I previously mentioned the second issue: GZIP compression. The difference between GZIP and SNAPPY is that the first one is not splittable at all, and the second one is built using splittable blocks. On our platform, we are trying to keep file sizes on HDFS big so as not to clutter the HDFS metadata. This means that when Spark reads a file created by us — which are 2–4 GB in size — it has to read all HDFS blocks on one executor. Of course, this often ended up exceeding executor memory, quickly followed by failure. But even if it did succeed, it was too slow, because it wasn’t using the benefits of distributed processing. Spark was processing everything on one or few executors and wasn’t using the total power of the system
After that spectacular failure, we were thinking about replacing views with tables and creating daily scheduled transformations for each table. But we didn’t even start this process, because there were over twenty views at that time, and that number was still rising. So if we took this approach, we would have to create and maintain over twenty additional flows each day. Maintaining these jobs would be a huge extra load for our team, and the potential maintenance effort required by this approach could eat into the time allocated for our development work if and when there was any sort of infrastructure failure.
In the end, we came up with an idea of how to reap the benefits of both formats, JSON and parquet: we simply used them both.
The first step of the data ingestion pipeline stayed the same as described in the previous section, i.e., reading the data from the API and saving JSON files to HDFS. Then, to resolve the performance issues, we added an additional step in the pipeline: we derived the current schema from all the data we had up until this point in time. Using that schema, we read the newest JSON files daily and saved them to another location as parquet files with the schema defined.
This simple design gives us the performance we want, and we’re also not prone to lose any data In the JSON files we store everything we get from the API, and even if someone adds a new field to the API response, we can update the schema for the parquet creation job, and rerun it for the whole dataset. Of course, because of the data volume, this particular job costs a lot, because we have to scan the table and copy it all at once. But it’s not something that has to be run very often.
As a point of comparison, for the views we built on top of the JSON data, the whole dataset was scanned every time the view was queried. Also, with this new solution, we can easily build views on top of the parquet data, with all benefits that parquet gives. Most views are built on only one array from the root level of the nested structure. This means every time a user queries one view, he reads only around 5% of the data stored in one row. Of course, the performance benefit of this change was enormous. Now users can query the data we serve for them with no unexpected failure, and with good query speed.
One last important note is that this approach reduced the number of batch jobs we run to only two.
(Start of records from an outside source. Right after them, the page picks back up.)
PR #775, opened 2021-05-05
Add support for graphql extensions

ybroeker:
Allows to use extensions like [Apollo Tracing](https://github.com/apollographql/apollo-tracing).

Such extensions can currently be added with a custom `EventingService`. Direct support for apollo-tracing (which is included in graphlql-java) could be added with another PR.


phillip-kruger:
Nice ! Maybe we can introduce a new annotation, that allows devs to create classes that will be extensions ? Then we scan for them when we build the schema ?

This greatly reduces the time we have to spend on maintenance because if there are any issues, we don’t have to re-run several dozen jobs, just the two.
By understanding both the data and performance requirements of this particular big data ingestion problem, we were able to iterate on potential designs until we arrived at an optimal solution for our client. We achieve the desired data redundancy with the compressed JSON files, high-performance queries with parquet tables and views, robustness to schema changes,and low maintenance cost. The final solution, described in this post, includes a combination of Kafka, Spark, Scala, HDFS, and parquet tables and views.